** ASSIGNMENT **
Report every line of the records below that contains the word "true".

** DATA TO PROCESS **
%%
PR #1610, opened 2019-12-13
Switch the definitive guide to direct_html

nik9000:
direct_html is the future! The definitive guide is the past....

### DIFF
--- a/conf.yaml
+++ b/conf.yaml
@@ -1910,6 +1910,7 @@ contents:
             tags:       Legacy/Elasticsearch/Definitive Guide
             subject:    Elasticsearch
             suppress_migration_warnings: true
+            direct_html: true
             sources:
               -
%%
** SOLUTION FOR THIS PROBLEM **
             suppress_migration_warnings: true
+            direct_html: true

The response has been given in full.